= Mark Fernando =

Sri Lankan judge

Mark Damien Hugh Fernando, PC (27 February 1941 - 20 January 2009) was a jurist and former judge of the Supreme Court of Sri Lanka. He died after a long bout with cancer on 20 January 2009. He was known as a Judge who stood up for judicial independence and the integrity of the profession.

Justice Mark Fernando helped groom a generation of capable and honourable lawyers. During the early 1990s, when he was a member of the Council of Legal Education, Justice Fernando initiated the Legal Internship Scheme to assist law students awaiting the results of the final examination to qualify as attorneys-at-law. He believed that in order to provide sound legal advice an attorney must have a working knowledge of other disciplines besides law: for instance, he would point out that a lawyer asked by a client to advise on setting up a company must have some knowledge of finance, accountancy, human resource management, etc., in addition to being familiar with the provisions of the Companies Act.
Since it was not possible to provide all that knowledge within the structure of education that existed at the Law College at the time, the Internship Scheme sought to place law students for a period of six months in the private sector, and with senior practitioners specialising in various aspects of law.

Following his elevation to the Supreme Court in 1988 he became a firm defender of the rights and liberties guaranteed by the fundamental rights chapter of the Constitution. His judgments on the right to free speech, its relationship to the right to information, and his strong defence of the right of citizens to criticize and peacefully protest against their government are cited often.

Justice Mark Fernando was posthumously conferred a ‘Special Award of Excellence for a Lifetime of Integrity’ at Transparency International Sri Lanka's annual National Integrity Awards.

==Education and early career==
Fernando was born in a family with a long judicial tradition on 27 February 1941. His father was former Chief Justice H. N. G. Fernando and his grandfather, Judge V. M. Fernando also sat on the Supreme Court. He schooled at St. Joseph's College, Colombo 10, and attended the University of Ceylon, Peradeniya. He took his oaths as an advocate of the Supreme Court in July 1963. Fernando first worked in the chambers of H. W. Jayawardene, QC. He shone as an advocate and was conferred Silk in January 1985. He was known to have been one of the lawyers who drafted the 1978 Constitution of President J.R Jayawardene.

==Family==
Fernando and his wife Pam had three children, a daughter Tanya, and two sons Sohan and Suren.

==Human rights defender==
Fernando was responsible for delivering many judgments during his career, that upheld the rights of citizens in respect of the right to vote, the right to freedom of speech and the right to freedom against torture and arbitrary arrest and detention.

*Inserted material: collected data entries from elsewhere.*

PR #136, opened 2023-08-23
Support energy expressions to be spintraced

Krzmbrzl:
The closed_shell_CC_spintrace function would error if it was fed the CC energy equations, because it unconditionally performs a biorthogonal transform, which assumes the presence of external indices (aka: it assumes that we are dealing with a CC residual equation).

This commit changes the code so that we only perform the transformation for residuals, but skip it for energy expressions (fully contracted expressions).

### DIFF
--- a/tests/unit/test_spin.cpp
+++ b/tests/unit/test_spin.cpp
@@ -663,20 +663,14 @@ SECTION("Closed-shell spintrace CCD") {
     const auto input = ex<Sum>(ExprPtrList{parse_expr(
         L"1/4 g{i_1,i_2;a_1,a_2} t{a_1,a_2;i_1,i_2}", Symmetry::antisymm)});
     auto result = closed_shell_CC_spintrace(input);
-
-	// Canonicalize the order of the addends in the result
-	ExprPtr firstAddend;
-	ExprPtr secondAddend;
-	if (result.as<Sum>().summand(0).as<Product>().scalar() == -1) {
-		firstAddend = result.as<Sum>().summand(1);
-		secondAddend = result.as<Sum>().summand(0);
-	} else {
-		firstAddend = result.as<Sum>().summand(0);
-		secondAddend = result.as<Sum>().summand(1);
-	}
-
-	REQUIRE(*firstAddend == *parse_expr(L"2 g{i_1,i_2;a_1,a_2} t{a_1,a_2;i_1,i_2}", Symmetry::nonsymm));
-	REQUIRE(*secondAddend == *parse_expr(L"-g{i_1,i_2;a_1,a_2} t{a_1,a_2;i_2,i_1}", Symmetry::nonsymm));
+    if constexpr (hash_version() == hash::Impl::BoostPre181)
+      REQUIRE(result == parse_expr(L"- g{i_1,i_2;a_1,a_2} t{a_1,a_2;i_2,i_1} + "
+                                   L"2 g{i_1,i_2;a_1,a_2} t{a_1,a_2;i_1,i_2}",
+                                   Symmetry::nonsymm));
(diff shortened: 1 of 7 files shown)


bimalgaudel (approved):

tests/unit/test_spin.cpp
```diff
@@ -655,6 +657,18 @@ SECTION("Swap bra kets") {
   }
 }
 
+SECTION("Closed-shell spintrace CCD") {
+  // Energy expression
+  {
+    const auto input = ex<Sum>(ExprPtrList{parse_expr(
+        L"1/4 g{i_1,i_2;a_1,a_2} t{a_1,a_2;i_1,i_2}", Symmetry::antisymm)});
+    auto result = closed_shell_CC_spintrace(input);
+    REQUIRE(*result == *parse_expr(L"-g{i_1,i_2;a_1,a_2} t{a_1,a_2;i_2,i_1} + "
```
evaleev, line 666: this check seems to be non-portable, e.g. see https://github.com/ValeevGroup/SeQuant/actions/runs/6811607068/job/18522290446?pr=136#step:10:291

evaleev (changes requested):

tests/unit/test_spin.cpp
Krzmbrzl: Yeah the ordering of the addends in the result seems to be in reverse order on the CI compared to my local setup. No idea why that would happen, but I have added an explicit ordering step to the test case and now it succeeds.

evaleev (approved):

tests/unit/test_spin.cpp
evaleev: Canonicalizer output unfortunately depends on the Boost.Hash version and they changed how hashing works in 1.81 ... I don't want to reimplement hashing (and Boost.Hash > Std.Hash) so for some unit tests we have to provide both variants

Krzmbrzl:
@evaleev what's the reasoning behind [7d2b9e8](https://github.com/ValeevGroup/SeQuant/pull/136/commits/7d2b9e8f07fbac9b15435c325a53813a7f1e9306)? Normally, without dereferencing the comparison would be on pointer-equality, but due to
https://github.com/ValeevGroup/SeQuant/blob/9c7a2225fb1632b72caea7d25000dbef7b1078b4/SeQuant/core/expr_operator.hpp#L10-L12
this turns out to be a comparison on the dereferenced values anyway. So functionally the old code and the new one do the same thing, don't they? Does that mean that your changes were merely a cosmetic change? Or is there some functionality/intricacy that I have missed? :thinking:

evaleev:
> this turns out to be a comparison on the dereferenced values anyway. So functionally the old code and the new one do the same thing, don't they? Does that mean that your changes were merely a cosmetic change? Or is there some functionality/intricacy that I have missed? 🤔

Purely cosmetic, saving 2 characters. I saw that you followed the compare-after-deref and wanted to fix the original examples. Since now (as of ~6 month ago) `ExprPtr` is a proper class (rather than alias to `shared_ptr<Expr>`) derefing `ExprPtr` is not needed.

bimalgaudel:
Also, now that `ExprPtr` is a 'proper' [class](https://github.com/ValeevGroup/SeQuant/blob/9c7a2225fb1632b72caea7d25000dbef7b1078b4/SeQuant/core/expr.hpp#L37) rather than an alias to `std::shared_ptr<..>`, `ExprPtr` should be treated as objects rather than pointers when possible, I think. :)

Krzmbrzl:
Ah, I always thought they were merely an alias for a `shared_ptr`, but them being their own class names a couples of things more clear ^^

At the death of Justice Mark Fernando, the Alumni Association of the Faculty of Law (AAFL) issuing a special message stated that "No other judge has perhaps contributed as much towards the progress of legal jurisprudence in this country as Justice Fernando. From Public Law to Fundamental Rights, from Property to Criminal Law, his razor-sharp intellect has produced judgments that are masterprices of contemporary critical legal thinking".

==Resignation==
In 2005, Fernando opted to take premature retirement from the Supreme Court, two and half years before his term ended. He was then the longest serving judge on the bench.

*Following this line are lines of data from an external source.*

PR #138, opened 2023-08-23
Revamp and fix enable-ifs in expr.cpp

Krzmbrzl:
The used enable-ifs looked a bit scary and have therefore been
refactored to use intermediates with (hopefully) clear names.

Furthermore, a couple of tests in those enable-ifs have been performed
with std::is_same, but only removing const from the compared type and
thus these checks would not work properly as soon as a reference type
was passed.
This could be observed while constructing a Product from a non-const
other product. Thus, the type of the to-be-copied object was just
Product & and not const Product &, which is what the copy-ctor
(correctly) is defined for. However, there is the templated
Product(Range &&) ctor, that thanks to the universal reference is the
more specialized candidate in this case (it takes the type as-is without
requiring a const to be slapped on). This would lead to the product
being copied, but also flattened (as this is the default behavior of the
range-ctor).

### DIFF
--- a/SeQuant/core/expr.hpp
+++ b/SeQuant/core/expr.hpp
@@ -14,6 +14,7 @@
 #include "SeQuant/core/logger.hpp"
 #include "SeQuant/core/meta.hpp"
 #include "SeQuant/core/rational.hpp"
+#include "SeQuant/core/meta.hpp"
 #include "SeQuant/core/wolfram.hpp"
 
 #include <range/v3/all.hpp>
@@ -26,9 +27,40 @@
 #include <iostream>
 #include <memory>
 #include <optional>
+#include <type_traits>
 #include <vector>
 
 namespace sequant {
+
+namespace {
+
+
+template <typename T>
+constexpr bool is_an_expr_v = meta::is_base_of_v<Expr, T>;
+template <typename T>
+constexpr bool is_expr_v = meta::is_same_v<Expr, T>;
+
+template <typename T>
+constexpr bool is_a_constant_v = meta::is_base_of_v<Constant, T>;
+template <typename T>
+constexpr bool is_constant_v = meta::is_same_v<Constant, T>;
+
+template <typename T>
+constexpr bool is_a_sum_v = meta::is_base_of_v<Sum, T>;
+template <typename T>
+constexpr bool is_sum_v = meta::is_same_v<Sum, T>;
+
+template <typename T>
+constexpr bool is_a_product_v = meta::is_base_of_v<Product, T>;
+template <typename T>
+constexpr bool is_product_v = meta::is_same_v<Product, T>;
+
+template <typename T>
+constexpr bool is_a_variable_v = meta::is_base_of_v<Variable, T>;
+template <typename T>
+constexpr bool is_variable_v = meta::is_same_v<Variable, T>;
+
+}  // namespace
 
 /// @brief ExprPtr is a multiple-owner smart pointer to Expr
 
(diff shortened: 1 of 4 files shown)


SeQuant/core/expr.hpp
```diff
@@ -369,25 +392,25 @@ class Expr : public std::enable_shared_from_this<Expr>,
   /// @return true if this object is of type @c T
   template <typename T>
   bool is() const {
-    if constexpr (std::is_same_v<std::decay_t<T>, Expr>)
+    if constexpr (is_expr_v<T>)
       return true;
     else
-      return this->type_id() == get_type_id<std::decay_t<T>>();
+      return this->type_id() == get_type_id<remove_cvref_t<T>>();
```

Towards the end of his career, Chief Justice Sarath N. Silva had excluded him from hearings relating to the constitutionality of bills before the Parliament. A massive signature campaign was launched to persuade Fernando to stay on to complete his term. Signatories covered a wide range of the political spectrum, lawyers and law students as well as the ecclesiastical heads of the Buddhist, Catholic, Anglican and Methodist denominations.

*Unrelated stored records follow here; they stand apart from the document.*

PR #140, opened 2023-08-24
add complete_inactive_unoccupied space.

cmasteran1:
add complete_inactive_unoccupied space as a union of other_unoccupied and inactive_unoccupied for CT-F12 methods in MPQC

### DIFF
--- a/SeQuant/core/space.hpp
+++ b/SeQuant/core/space.hpp
@@ -242,7 +242,7 @@ class IndexSpace {
   static constexpr Type other_unoccupied{0b1000000};
   /// a union of the other_unoccupied space and inactive_unoccupied space.
   /// @note useful when considering active unoccupied orbitals separately from frozen orbitals in F12 theory
-  static constexpr Type complete_inactive_unoccupied{0b1100000};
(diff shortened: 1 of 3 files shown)


SeQuant/core/space.hpp
```diff
@@ -240,6 +240,9 @@ class IndexSpace {
   /// space of sp states that are not used to define the reference (vacuum) state (i.e., they are unoccupied) and not supported
   /// by a supported by a finite computational basis; i.e., these states are the rest of the sp Hilbert space
   static constexpr Type other_unoccupied{0b1000000};
+  /// a union of the other_unoccupied space and inactive_unoccupied space.
+  /// @note useful when considering active unoccupied orbitals separately from frozen orbitals in F12 theory
+  static constexpr Type complete_inactive_unoccupied{0b1100000};
```
Krzmbrzl, line 245:
```suggestion
  static constexpr Type complete_inactive_unoccupied = IndexSpace::other_unoccupied.unIon(IndexSpace::inactive_unoccupied);
```
(that way it is less likely to break should the values of the underlying space types ever be changed)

The Asian Human Rights Commission, issuing a statement on the resignation of Justice Mark Fernando, warned that a senior judge of the Supreme Court of Sri Lanka, retiring two and half years earlier before his stipulated date of retirement, indicates a dangerous phenomena beginning to emerge, which is a sure sign of the erosion of independent judiciary and the Rule of Law in the country.

==Bibliography==
- Habin, Haroon (2000). "Calls for Strengthening Judiciary in SAARC States." The Hindu.
- Sorabjee, Soli (1999). "Out of Court: Sri Lankan Judiciary, Tagore & the Millennium." The Times of India. December 5.